I see what you're saying. We can't just throw "Be abstinent" out there and then wipe our hands clean and walk away. We need to actively advocate marriage and healthy dating/courtship practices, and build a supportive framework to actually help carry them through.


----------



## MrsHaseeb (Jul 14, 2013)

Galadriel said:


> I see what you're saying. We can't just throw "Be abstinent" out there and then wipe our hands clean and walk away. We need to actively advocate marriage and healthy dating/courtship practices, and build a supportive framework to actually help carry them through.



Yes. And being unmarried I don't see that happening a lot. You may not notice much because you're blessed to be married. Its not be talked about. They barely discuss sexual sin in *most* churches and that needs to be address in such an over sexed society. Its everywhere. Thank God I have had grace to mostly overcome in that area through prayer and fasting and praise and worship when necessary but it hasn't been easy. I'm just being honest here ...


----------



## sweetvi (Jul 14, 2013)

I have seen IME that many young couples who choose to marry are mocked and ridiculed.  According to some people, that they only did it to have sex with each other! This is coming from Christians.  In society, it is encouraged to pursue an education first and then marriage, and someone with several children in a healthy marriage is looked down upon. What if God has a different plan for you and sends a spouse early? There are so many single ministries compared to marriage, and not enough support given for married people IMO. There should be bootcamps, seminars, counseling, get togethers, etc. This has always been the enemy's tactic to dissuade marriage and/or stop it. The results from this are STDs, abortions, soul ties, and bitterness.

If I would of known better, I would of been more serious about a spouse than to have boyfriends and dating experience. I even hear Christians encouraging young people to forgo marriage until after an Education and to date instead. Why not do both?


----------



## MrsHaseeb (Jul 14, 2013)

DISCLAIMER: THE ARTICLE BELOW PRESENTS AN UGLY TRUTH IF ITS TRUE. IT IS NOT MEANT TO TARGET ANYONE BUT TO SHOW THE STAGGERING NUMBER OF PROFESSING CHRISTIANS WHO HAVE ABORTIONS... IT'S WORSE THAN I THOUGHT. READ AT YOUR OWN DISCRETION.

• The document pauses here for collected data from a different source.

PR #490, opened 2024-04-01
Revert "Use `std::shared_ptr` for `gz::transport::NodeShared` (#484)"

azeey:
# 🦟 Bug fix

## Summary

#484 fixed the `INTEGRATION_triggered_publisher` test in gz-sim8, but introduced a couple of regressions (see https://build.osrfoundation.org/job/gz_sim-ci-gz-sim8-jammy-amd64/82/ and https://build.osrfoundation.org/job/gz_sim-ci-gz-sim8-jammy-amd64/83/):

**NetworkHandshake.Updates**
```
Error Message
/home/jenkins/workspace/gz_sim-ci-gz-sim8-jammy-amd64/gz-sim/test/integration/network_handshake.cc:220
Expected: (100u) <= (zPos.size()), actual: 100 vs 70
```

and **ServerRepeat/SceneBroadcasterTest.StateStatic/0 (from ServerRepeat_SceneBroadcasterTest)**
```

Error Message
/home/jenkins/workspace/gz_sim-ci-gz-sim8-jammy-amd64/gz-sim/test/integration/scene_broadcaster_system.cc:588
Expected: (stepMsg.stats().real_time().nsec()) < (_msg.stats().real_time().nsec()), actual: 943661800 vs 44593094
```

It is possible to fix the regressions, but I did notice deadlocks while testing my fixes locally. The deadlocks occur as `NodeShared` was being destroyed, so I think it's best to revert this and investigate why the deadlock occurs. I'll open an issue to track it.

## Checklist
- [ ] Signed all commits for DCO
- [ ] Added tests
- [ ] Updated documentation (as needed)
- [ ] Updated migration guide (as needed)
- [ ] Consider updating Python bindings (if the library has them)
- [ ] `codecheck` passed (See [contributing](https://gazebosim.org/docs/all/contributing#contributing-code))
- [ ] All tests passed (See [test coverage](https://gazebosim.org/docs/all/contributing#test-coverage))
- [ ] While waiting for a review on your PR, please help review [another open pull request](https://github.com/pulls?q=is%3Aopen+is%3Apr+user%3Agazebosim+archived%3Afalse+) to support the maintainers

**Note to maintainers**: Remember to use **Rebase and Merge**

🔸🔸🔸🔸🔸🔸🔸🔸🔸🔸🔸🔸🔸🔸🔸🔸🔸🔸🔸🔸🔸🔸🔸🔸🔸🔸🔸🔸🔸🔸🔸🔸🔸🔸🔸🔸🔸

Issue #101, opened 2019-02-04
Remove NodeShared singleton


osrf-migration:
**Original report ([archived issue](https://osrf-migration.github.io/ignition-gh-pages/#!/ignitionrobotics/ign-transport/issues/101)) by Nate Koenig (Bitbucket: [Nathan Koenig](https://bitbucket.org/%7Bc862cdd9-fcc8-4419-9fc7-e20db14b8fcb%7D/)).**

----------------------------------------
# Summary

NodeShared is a singleton, which can lead to runtime problems particularly during shutdown. One problem occurs when two nodes are in the same process, with one node publishing messages that the other node consumes and then publishes new messages. I see a segfault when running this code (https://osrf-migration.github.io/ignition-gh-pages/#!/ignitionrobotics/ign-launch/commits/11b5830128da4561711a043c6450545a7b90c0a4 (ignitionrobotics/ign-launch@eea15cea322bc946f6f2a627e5ad8a54882bebff)) with this configuration file( https://osrf-migration.github.io/ignition-gh-pages/#!/ignitionrobotics/ign-launch/commits/11b5830128da4561711a043c6450545a7b90c0a4 (ignitionrobotics/ign-launch@eea15cea322bc946f6f2a627e5ad8a54882bebff)#chg-config/gazebo.ign). When this version of `ign-launch` is installed, you can test using `ign launch -f config/gazebo.ign`. 

# Motivation

In addition to the above error, we are trying to remove singletons from our code base. For reasons see https://stackoverflow.com/questions/137975/what-is-so-bad-about-singletons/138012#138012 and https://cocoacasts.com/are-singletons-bad.

# Describe alternatives you've considered

I think @caguero mentioned that we could potentially use features built into ZeroMq to avoid the NodeShared singleton.

joxoby:
Related: https://github.com/ignitionrobotics/ign-transport/issues/137

PR #868, opened 2026-05-14
Integrate Zenoh 1.8.0 - Part 2/2

### LINKED ISSUE #754: Zenoh outstanding tasks

caguero:
## Summary

This patch completes the Zenoh 1.8 integration started in #867:

1. **Cold start race in service requests.** With interest driven routing (Zenoh > 1.6), the first `Node::Request` to a freshly spawned responder can time out silently. Requests now go through a per process cached `zenoh::Querier` whose interest declaration stays alive, so an in flight request reaches a queryable that appears late (`INTEGRATION_twoProcsSrvCallLateResponder`). A synchronous liveliness drain at `NodeShared` construction covers the topic side (it is also what fixes the `gz topic -i` and `gz service -i` cold start flakiness).

2. **Publisher and Querier cleanup.** Destroyed publishers are undeclared instead of leaked, and `INTEGRATION_zenohPublisherLeak` checks that they disappear from remote discovery right away. Cached Queriers live as long as the process, like `NodeShared` itself, which is never destroyed on purpose (see #101, #490 and #954). `Instance()` now documents that, and the teardown code in `~NodeShared` that never ran is gone.

3. **Async service requests.** `CreateZenohGet` no longer blocks while holding `NodeShared::mutex`: replies arrive through a weak_ptr and notify the waiting request, mirroring the ZeroMQ flow, and request handlers are removed from storage when the request ends.

The minimum Zenoh version is relaxed to 1.7.2 after verifying the API surface is identical (drop that commit if we prefer a 1.8.0 floor). The querier machinery follows the same simplification rules applied in #947: no intermediate holder structs, no setter plumbing.

Verified with the full test suite under both zeromq and zenoh (529 tests each) and by launching and interrupting `gz sim` repeatedly (clean exits, no panics).

## Checklist
- [x] Added tests

Generated-by: Claude Opus 4.7


src/NodeShared.cc
```diff
@@ -303,6 +303,69 @@ NodeShared::NodeShared()
...
+    try
+    {
+      zenoh::Session::LivelinessGetOptions opts =
+        zenoh::Session::LivelinessGetOptions::create_default();
+      opts.timeout_ms = kZenohLivelinessGetTimeoutMs;
+
+      zenoh::ZResult result = Z_OK;
+      auto replies = this->Session()->liveliness_get(
+        zenoh::KeyExpr("@gz/**"),
+        zenoh::channels::FifoChannel(SIZE_MAX - 1),
```
luca-della-vedova: I think this won't work, I tried to run this and traced a segfault to this line.
It seems what it tries to do is allocate a channel with a capacity of `size_t-1` which is incredibly large, the allocation fails and the code segfaults.
This is wildly out of my comfort zone so I had Gemini suggest a fix that seems to simplify the code a fair bit using an API with a lambda instead of a channel that could grow indefinitely.
This _seems_ to fix the segfault for me but again take it with a lot of salt since I am not familiar with Zenoh or gz-transport:

```patch
diff --git a/src/NodeShared.cc b/src/NodeShared.cc
index 2d174850..2b44b609 100644
--- a/src/NodeShared.cc
+++ b/src/NodeShared.cc
@@ -338,28 +338,20 @@ NodeShared::NodeShared()
       opts.timeout_ms = kZenohLivelinessGetTimeoutMs;
 
       zenoh::ZResult result = Z_OK;
-      auto replies = this->Session()->liveliness_get(
+      this->Session()->liveliness_get(
         zenoh::KeyExpr("@gz/**"),
-        zenoh::channels::FifoChannel(SIZE_MAX - 1),
+        [this](zenoh::Reply &reply)
+        {
+          if (reply.is_ok())
+          {
+            const auto &sample = reply.get_ok();
+            this->dataPtr->msgDiscovery->LivelinessMsgDataHandler(sample);
+            this->dataPtr->srvDiscovery->LivelinessSrvDataHandler(sample);
+          }
+        },
+        []() {},
         std::move(opts),
         &result);
-
-      if (result == Z_OK)
-      {
-        for (auto res = replies.recv();
-             std::holds_alternative<zenoh::Reply>(res);
-             res = replies.recv())
-        {
-          const auto &reply = std::get<zenoh::Reply>(res);
-          if (!reply.is_ok())
-            continue;
-          const auto &sample = reply.get_ok();
-          // Both handlers filter by entityType internally, so it is
-          // safe to dispatch every sample to both.
-          this->dataPtr->msgDiscovery->LivelinessMsgDataHandler(sample);
-          this->dataPtr->srvDiscovery->LivelinessSrvDataHandler(sample);
-        }
-      }
     }
     catch (const zenoh::ZException &e)
     {
```

caguero: > I think this won't work, I tried to run this and traced a segfault to this line. It seems what it tries to do is allocate a channel with a capacity of `size_t-1` which is incredibly large, the allocation fails and the code segfaults. This is wildly out of my comfort zone so I had Gemini suggest a fix that seems to simplify the code a fair bit using an API with a lambda instead of a channel that could grow indefinitely. This _seems_ to fix the segfault for me but again take it with a lot of salt since I am not familiar with Zenoh or gz-transport:


Thanks!

I could not reproduce the segfault here. Did it happen in gz-transport or testing with gz-sim or something else? I thought that the `FifoChannel` was doing only as a logical bound, not an actual preallocation. And just to confirm, are you testing with Zenoh 1.8.0 or a different version?
  
That said, I'm testing the callback approach with one latch. Otherwise, your suggestion is fire and forget and reintroduces the cold start race this PR is trying to fix.

luca-della-vedova: I'm on 1.7.2, I was testing with the CLI (i.e. `gz topic -l`).
Yea again can't really tell what is happening.  I dug a bit deeper and indeed you are right and it doesn't preallocate and it was some sort of hallucination, now it's pointing to some sort of double free? Again not sure but the callback based method seems to work.
How have you been testing this? I have been building zenoh-c / zenoh-cpp / zenoh from source on the 1.7.2 tag in a colcon workspace

caguero: I'm testing running all tests in gz-transport, and then, running gz-sim, and making sure that it doesn't crash when shutting down. I'm on Zenoh 1.8.0 right now but 1.7.2 should be fine as well.

luca-della-vedova: Actually hem apologies, I tried again to do a full clean build and actually it was working fine? I'll try to stress test this set of PRs a bit more but in general functionally it looks good

cheriehu:
I’ve tried some functional tests on this branch with a few of the example worlds and things seem to work as expected. This is what I’ve tried. 
1. Sending cmd_vel via the command line on diff_drive.sdf. The robot moves. 
2. Pausing, resuming, and resetting the simulation via a gz service call from the command line works
3. In sensors_demo.sdf, started the server and GUI in separate terminals. Echoed some camera topics, there was data being published. 
4. Started a world with server and GUI and separate terminals. Spawned a box from the GUI and saw a debug message on the server terminal reflecting the change. Calling the`/world/world_name/create` gz service to spawn a box also led to the box being spawned in the GUI
5. Tried `gz log record` and  `gz log playback` and verified that the playback looks right (at least for the /stats topic)

src/NodeShared.cc
```diff
@@ -336,6 +381,36 @@ NodeShared::~NodeShared()
...
+    {
+      this->dataPtr->session->close();
+    }
+    catch (const zenoh::ZException &e)
+    {
+      std::cerr << "gz-transport zenoh: session close failed: "
+                << e.what() << "\n";
+    }
+  }
+#endif
```
luca-della-vedova: I found out while running this that _I believe_ this code is never actually executed? Ticketed #954 for more details, but I might have tested this wrongly

caguero: Good catch, thanks for opening #954. You are right, `Instance()` stores a raw `new NodeShared` in a static map and nothing deletes it, so `~NodeShared` never runs. Removed in e73f2cbe, and `Instance()` now documents the leak.

One data point for #954: I prototyped deleting the instance from a static destructor and Zenoh aborts at exit on purpose ("Calling the Zenoh API at process exit is not supported"), because glibc runs thread local destructors before any static or atexit destructor. The only approach that works is an explicit shutdown call before main returns, the way rmw_zenoh does it, so I would rather tackle it in a separate PR if you agree.

include/gz/transport/detail/Node.hh
```diff
@@ -655,6 +655,17 @@ namespace gz::transport
...
+    // This request is finished (answered or timed out): remove the
+    // handler from the requests storage. On the Zenoh path nothing
+    // else removes it (replies notify the handler directly through a
+    // weak_ptr, which a late reply then finds expired). On the
+    // ZeroMQ path this is a no-op after a reply (RecvSrvResponse
+    // already removed it) and fixes the storage leak of timed-out
+    // handlers; a late ZeroMQ reply is simply dropped.
+    this->Shared()->Requests().RemoveHandler(
+      fullyQualifiedTopic, this->NodeUuid(),
+      reqHandlerPtr->HandlerUuid());
```
luca-della-vedova, line 666: There is another `Request` path above that passes a function (so the asynchronous path), should there be a `RemoveHandler` there as well?

test/integration/CMakeLists.txt
```diff
@@ -19,6 +20,7 @@ set(tests
 
 if (HAVE_ZENOH)
   list(APPEND tests
+    zenohPublisherLeak.cc
```
luca-della-vedova, line 23: We should add these to the Bazel tests as well so we have parity.

luca-della-vedova (commented):
Yea I guess it's OK to do in a followup, the `Recorder` test failed in the last commit segfaulting at teardown again which makes me think we need to fix zenoh teardown.
A few minor comments, but again not too familiar with gz-transport so can't give an in-depth review

include/gz/transport/detail/Node.hh
caguero: Yes, it should. On Zenoh nothing removed the handler of an asynchronous request, so it stayed in the storage forever. Fixed in d45352ed: the handler is removed when the query finishes, and INTEGRATION_twoProcsSrvCall now checks that.

test/integration/CMakeLists.txt
caguero: Done in caf007b5.

caguero:
Thanks for the suggestions, both inline comments should be addressed.

The Recorder crash should be fixed in d0e74695. The Bazel job runs Zenoh 1.7.2, where undeclaring a subscriber does not wait for a callback that is still running. The Recorder has its own discovery object, so a liveliness callback could run after the Recorder was destroyed. Discovery now blocks that. Could you confirm on your side?

luca-della-vedova (approved):
Tentative approve based on my testing, but again not really my area of expertise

http://www.prweb.com/releases/2006/03/prweb357377.htm


----------



## Galadriel (Jul 14, 2013)

MrsHaseeb said:


> Yes. And being unmarried I don't see that happening a lot. You may not notice much because you're blessed to be married. Its not be talked about. They barely discuss sexual sin in *most* churches and that needs to be address in such an over sexed society. Its everywhere. Thank God I have had grace to mostly overcome in that area through prayer and fasting and praise and worship when necessary but it hasn't been easy. I'm just being honest here ...



I totally get what you're saying, MrsHaseeb

I agree with you, we need our pastors and church communities to step up and address this. This is why many people in the young adult age group fall away from attending church and only return when they are getting married or want their kids baptized.

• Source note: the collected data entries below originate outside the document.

PR #788, opened 2026-07-17
refactor(routing): consolidate provider decision into a ProviderAdapter seam

askalf:
## What

Consolidates dario's provider **routing decision** — "which backend owns this request, and what's the exhaustion fallback" — into one place. It used to be spread across ~5 interleaved conditions in `proxy.ts`: the path class (`isOpenAI`), `parseProviderPrefix`, `isOpenAIModel`, the openai-backend reroute guard, and the pool-fallback guard.

New `src/provider-adapter.ts`: a small `ProviderAdapter` registry + `route(ctx)` that returns `{ provider, fallback, reason }`. The openai-backend reroute in `proxy.ts` now calls `route(...)` instead of re-deriving the condition inline.

## Behavior-preserving

`route(...).provider === 'openai'` is exactly the prior inline condition:
`hasOpenAIBackend && isOpenAIPath && forcedProvider !== 'claude' && (forcedProvider === 'openai' || isOpenAIModel(model))`. The `body.length > 0` guard and `openaiBackend` narrowing are unchanged.

- `test/provider-adapter.mjs` — a 15-row truth table pinning the full decision matrix (paths, models, forced-provider, backend on/off, fallback armed / empty-pool / no-backend), plus an order-independence check.
- Full suite green (116 files), which is the real guarantee since it exercises openai routing and pool fallback end to end.

## Deliberately scoped: the decision, not the lifecycle

This adapts the routing **decision** and stops there. The Claude path's pool / template / cch / session-rotation / overage machinery stays shared below the seam. That's intentional: a measurement of the request handler shows Claude touches **17 distinct `pool.*` methods** plus ~80 template/overage/effort/tool references, versus the OpenAI path's **4 calls** to one 211-line function. A "fat" adapter owning the whole lifecycle would make the Claude adapter ≈ the entire proxy and the OpenAI adapter nearly empty — an asymmetry that doesn't pay for itself. The seam that pays is routing + request-shaping; the rest is shared infrastructure that happens to serve one provider.

Follow-up candidates (not in this PR, to keep it behavior-preserving and reviewable): route the two pool-fallback viability checks through the same `route(...).fallback` where the full context is available.

### DIFF
--- a/src/provider-adapter.ts
+++ b/src/provider-adapter.ts
@@ -1,0 +1,119 @@
+/**
+ * Provider routing seam.
+ *
+ * dario's "which backend owns this request" decision used to live inline in the
+ * request handler as a set of interleaved conditions (path class, provider
+ * prefix, GPT-family model test, the openai-backend reroute guard, the pool
+ * fallback guard). This module consolidates that decision into one place: a
+ * small set of `ProviderAdapter`s and a `route()` function that returns the
+ * primary provider plus any exhaustion fallback.
+ *
+ * Scope is deliberately the DECISION, not the request lifecycle. The Claude
+ * path's pool/template/cch/session/overage machinery stays shared below this
+ * seam — it's infrastructure that happens to serve one provider, not per-
+ * provider behaviour, so pushing it behind an adapter interface would make the
+ * Claude adapter the whole proxy and the OpenAI adapter nearly empty. The seam
+ * that pays for itself is routing + request-shaping; the rest is shared.
+ *
+ * The adapters reuse the same primitive proxy.ts uses (`isOpenAIModel`), so this
+ * is a consolidation of the existing decision, not a re-derivation of it.
+ */
+
+import { isOpenAIModel } from './openai-backend.js';
+
+export type ProviderId = 'claude' | 'openai';
+
+/** Inputs the routing decision needs, computed once per request. */
+export interface RouteContext {
+  /** urlPath === '/v1/chat/completions' (OpenAI chat shape). */
+  isOpenAIPath: boolean;
+  /** Model name after provider-prefix stripping (e.g. 'gpt-4o', 'claude-opus-4-8'). */
+  model: string;
+  /** Forced provider from a `<provider>:` prefix or `--model` override; null if unforced. */
+  forcedProvider: ProviderId | null;
+  /** An openai-compat backend is configured (`dario backend add …`). */
+  hasOpenAIBackend: boolean;
+  /** `--pool-fallback=<model>` value, or null when disabled. */
+  poolFallbackModel: string | null;
+  /** Live pool account count. */
+  poolSize: number;
+}
+
+export interface RouteDecision {
+  /** Primary handler for the request. */
+  provider: ProviderId;
+  /** Provider to fall to on primary exhaustion; only claude→openai exists today. */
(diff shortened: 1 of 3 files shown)


sprayberry-reviewer (approved):
> **Automated review from the Sprayberry Labs fleet code reviewer.**

**Verdict: No blocking issues — approving.** The routing refactor is behaviorally faithful and the test coverage is solid.

---

## What I checked

- `src/provider-adapter.ts` (new, 119 lines): `ProviderAdapter` registry + `route()`.
- `src/proxy.ts` (+18 / −2): outer guard change + call to `routeProvider`.
- `test/provider-adapter.mjs` (new, 81 lines): 15-case truth table + order-independence check.
- Surrounding context in `proxy.ts` (~50 lines above/below the changed block) to verify behavioral equivalence.

---

## Behavioral equivalence — verified

The PR description claims `route(...).provider === 'openai'` is exactly the prior inline condition. Checking `openaiAdapter.claimsPrimary()`:

```ts
// src/provider-adapter.ts:68–72
if (!ctx.hasOpenAIBackend) return false;
if (!ctx.isOpenAIPath)    return false;
if (ctx.forcedProvider === 'claude') return false;
return ctx.forcedProvider === 'openai' || isOpenAIModel(ctx.model);
```

The call site in the new `proxy.ts` routing block:

```ts
// src/proxy.ts (new)
if (rawModel && openaiBackend && decision.provider === 'openai') {
```

Combined: `openaiBackend !== null (hasOpenAIBackend) && isOpenAI (isOpenAIPath) && forcedProvider !== 'claude' && (forcedProvider === 'openai' || isOpenAIModel(rawModel))` — the old condition exactly. The `rawModel &&` guard, `body.length > 0` outer guard, and `openaiBackend` TS-narrowing check are all preserved.

The `decision.fallback` result produced by `route()` is intentionally not consumed in this PR (the pool-fallback dispatch block at line 2487 still governs that path) — as the PR description explicitly notes. Not a bug.

---

## Minor note (non-blocking)

**`proxy.ts` routing block: JSON.parse now runs on every request with a body.**

Before this PR the routing block was guarded by `openaiBackend && isOpenAI && …`, so `JSON.parse` there only fired on plausible openai-path requests. After, the outer guard is just `if (body.length > 0)`:

```ts
// src/proxy.ts (new outer guard)
if (body.length > 0) {
  try {
    const peek = JSON.parse(body.toString()) as { model?: string };
```

`parsedBody` from the block immediately above (line ~2396) already holds the parsed result and is reused later at line 2546. The routing block could read `parsedBody?.model` instead of re-parsing — a small saving on every Claude-only or no-backend request. Not a correctness issue, and at proxy throughput it's measurable rather than catastrophic. Worth a follow-up cleanup when the lifecycle is touched.

---

## What's good

- The refactor is tight: the new module owns exactly one decision and nothing else, the interface is clean (`RouteContext` / `RouteDecision` / `ProviderAdapter`), and the comment in `provider-adapter.ts` explains the scope limit clearly.
- The 15-row truth table in `test/provider-adapter.mjs` covers the full decision matrix (path × model × forced-provider × backend × fallback) and includes an order-independence check. That's the right level of coverage for a routing seam.
- The `?? claudeAdapter` defensive fallback in `route()` is harmless (claudeAdapter always claims), but makes the function total without silent holes.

I know there's been recent critique of the so-called "purity culture," where basically you're told to abstain and if we don't, it'll ruin you for your future spouse.

What we need is to first communicate the proper understanding of sex and sexuality within God's plan, and create healthy boundaries as well as healthy relationships.

We need to practice *chastity* at all levels of life (whether married or unmarried).

We need more ministries/programs geared toward Christian young adults where they can have a network and environment of encouragement, interaction, and accountability.


----------



## MrsHaseeb (Jul 14, 2013)

sweetvi said:


> I have seen IME that many young couples who choose to marry are mocked and ridicules. That they only did it to have sex with each other! This is coming from Christians. In society, it is normal to pursue an education first and then marriage, and someone with several children in a healthy marriage is looked down upon. There are so many single ministries compared to marriage, and not enough support given for marriage IMO.  This has always been the enemy's tactic to dissuade marriage and/or stop it. The results from this are STDs, abortions, soul ties, and bitterness.
> 
> If I would of known better, I would of been more serious about a spouse than to have boyfriends and dating experience. I even hear Christians encouraging young people to forgo marriage until after an Education and to date instead. Why not do both?



This is the truth. That's exactly what's being said about young people who marry. I know because I've heard it.... We need to go back to Biblical principles.


----------



## Galadriel (Jul 14, 2013)

sweetvi said:


> I have seen IME that many young couples who choose to marry are mocked and ridicules. That they only did it to have sex with each other! This is coming from Christians.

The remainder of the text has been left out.